* _Task directions_
For each entry that follows, write out an identical copy.

════════

PR #4134, opened 2024-10-01
Add more `c` fluid tags

TelepathicGrunt:
This PR could be a bit more controversial so let it sit for a bit. On Neoforge, I am [proposing an Experience fluid tag](https://github.com/neoforged/NeoForge/pull/1573) and figured it might be a good time to try and propose the missing fluid tags to Fabric if Fabric is ok with them.

The fluid tags were originally in long past, tags that mods in that ecosystem used to have. So there were lots of people with stuff like potion fluids or experience fluids and they tried to agree upon a standard for bottle/bowl rates to buckets for said tags. I am not sure how common these stuff are in fabric's ecosystem or what the agreed upon rates are.

According to the FluidConstants class, fabric ecosystem is 3 bottles to 1 bucket so people are expecting 27000 droplet for bottles and bowls. I added the FluidConstant class in the javadocs for the fluid tags class so new modders know what other modders are expecting when they find a fluid that matches the tag. I also added bowls to the FluidConstants class (assuming it is equal to bottles) so there is less confusions around bowls. But I can remove this new constant if preferred.

I also state in the Javadoc how to get what the potion type is for potion fluids and suspicious stew fluids by using data components (to help make mods know how to interact with each other)

For the experience fluid rate, that one is tricky. After some research, we found these fabric mods with Experience Fluids at different rates:

Kibe: 810 droplets to 1 xp
Create Enchantment Industry: 81 droplet to 1 xp and 81 droplet to 10 xp
XP Obelisk: 810 droplets to 1 xp
Sophisticated Core: 1620 droplets to 1 xp

So I went 810 droplet rate unless those devs decide in Fabric discord that they want a different rate. 810 seems to be a compromise in the middle of these mods. Standardizing the rate will help multiple mods with experience fluid to know how to read each other's volume of fluids properly.


TelepathicGrunt:
Was talking with some devs in discord. The general idea is that smashing a Bottle O' Enchanting yields less droplets of fluids when the experience is converted to the fluid. While extraction from Bottle O' Enchanting yields a perfect 27000 droplets.

The rate then is perfect extraction is 1/3th a bucket while smashing is roughly 1/14th a bucket. Forge ecosystem of mods had a similar thing going for years with 250mb for perfect extraction and roughly 140mb for smashing. They have not seen any issue with this so no xp duplicating rose from that and it is argued that smashing is a lossy conversion of turning the Bottle O' Enchanting to experience.

Fabric convo: https://discord.com/channels/507304429255393322/507982478276034570/1290832448166432850

Shnupbups (approved):
A bit different of a take on Experience than I used in my old mod Cauldrons, but I think it works.
Maybe add one more tag for Dragon's Breath, the last of the 'quasi-fluids' in Vanilla? `c:dragon_breath` would work fine.

TelepathicGrunt:
Dragons breath and ominous potion might be better as a separate pr as not even neo or forge had tags for them. Might be worth their own discussion separate?

Noaaan (approved):
The concept in general would open up for better/more compat in the future. I could imagine being able to pump liquid XP directly into various enchanting workplaces, or potentially mixing potions together

fabric-convention-tags-v2/src/main/java/net/fabricmc/fabric/api/tag/convention/v2/ConventionalFluidTags.java
```diff
@@ -27,15 +27,63 @@
...
  * This is the only tag category exempted from many-different-types plural rule.
+ *
+ * <p>(See {@link net.fabricmc.fabric.api.transfer.v1.fluid.FluidConstants} for the correct droplet rates for containers)
  */
 public final class ConventionalFluidTags {
 	private ConventionalFluidTags() {
 	}
 
+	/**
+	 * Holds all fluids related to water without the behaviors attached to the vanilla lava fluid tag.
```
VoidLeech: This should say "fluids related to lava"

modmuss50 (approved):

Juuxel (approved):
Makes sense to standardise.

════════

* _Answer to the exercise_
PR #4134, opened 2024-10-01
Add more `c` fluid tags

TelepathicGrunt:
This PR could be a bit more controversial so let it sit for a bit. On Neoforge, I am [proposing an Experience fluid tag](https://github.com/neoforged/NeoForge/pull/1573) and figured it might be a good time to try and propose the missing fluid tags to Fabric if Fabric is ok with them.

The fluid tags were originally in long past, tags that mods in that ecosystem used to have. So there were lots of people with stuff like potion fluids or experience fluids and they tried to agree upon a standard for bottle/bowl rates to buckets for said tags. I am not sure how common these stuff are in fabric's ecosystem or what the agreed upon rates are.

According to the FluidConstants class, fabric ecosystem is 3 bottles to 1 bucket so people are expecting 27000 droplet for bottles and bowls. I added the FluidConstant class in the javadocs for the fluid tags class so new modders know what other modders are expecting when they find a fluid that matches the tag. I also added bowls to the FluidConstants class (assuming it is equal to bottles) so there is less confusions around bowls. But I can remove this new constant if preferred.

I also state in the Javadoc how to get what the potion type is for potion fluids and suspicious stew fluids by using data components (to help make mods know how to interact with each other)

For the experience fluid rate, that one is tricky. After some research, we found these fabric mods with Experience Fluids at different rates:

Kibe: 810 droplets to 1 xp
Create Enchantment Industry: 81 droplet to 1 xp and 81 droplet to 10 xp
XP Obelisk: 810 droplets to 1 xp
Sophisticated Core: 1620 droplets to 1 xp

So I went 810 droplet rate unless those devs decide in Fabric discord that they want a different rate. 810 seems to be a compromise in the middle of these mods. Standardizing the rate will help multiple mods with experience fluid to know how to read each other's volume of fluids properly.


TelepathicGrunt:
Was talking with some devs in discord. The general idea is that smashing a Bottle O' Enchanting yields less droplets of fluids when the experience is converted to the fluid. While extraction from Bottle O' Enchanting yields a perfect 27000 droplets.

The rate then is perfect extraction is 1/3th a bucket while smashing is roughly 1/14th a bucket. Forge ecosystem of mods had a similar thing going for years with 250mb for perfect extraction and roughly 140mb for smashing. They have not seen any issue with this so no xp duplicating rose from that and it is argued that smashing is a lossy conversion of turning the Bottle O' Enchanting to experience.

Fabric convo: https://discord.com/channels/507304429255393322/507982478276034570/1290832448166432850

Shnupbups (approved):
A bit different of a take on Experience than I used in my old mod Cauldrons, but I think it works.
Maybe add one more tag for Dragon's Breath, the last of the 'quasi-fluids' in Vanilla? `c:dragon_breath` would work fine.

TelepathicGrunt:
Dragons breath and ominous potion might be better as a separate pr as not even neo or forge had tags for them. Might be worth their own discussion separate?

Noaaan (approved):
The concept in general would open up for better/more compat in the future. I could imagine being able to pump liquid XP directly into various enchanting workplaces, or potentially mixing potions together

fabric-convention-tags-v2/src/main/java/net/fabricmc/fabric/api/tag/convention/v2/ConventionalFluidTags.java
```diff
@@ -27,15 +27,63 @@
...
  * This is the only tag category exempted from many-different-types plural rule.
+ *
+ * <p>(See {@link net.fabricmc.fabric.api.transfer.v1.fluid.FluidConstants} for the correct droplet rates for containers)
  */
 public final class ConventionalFluidTags {
 	private ConventionalFluidTags() {
 	}
 
+	/**
+	 * Holds all fluids related to water without the behaviors attached to the vanilla lava fluid tag.
```
VoidLeech: This should say "fluids related to lava"

modmuss50 (approved):

Juuxel (approved):
Makes sense to standardise.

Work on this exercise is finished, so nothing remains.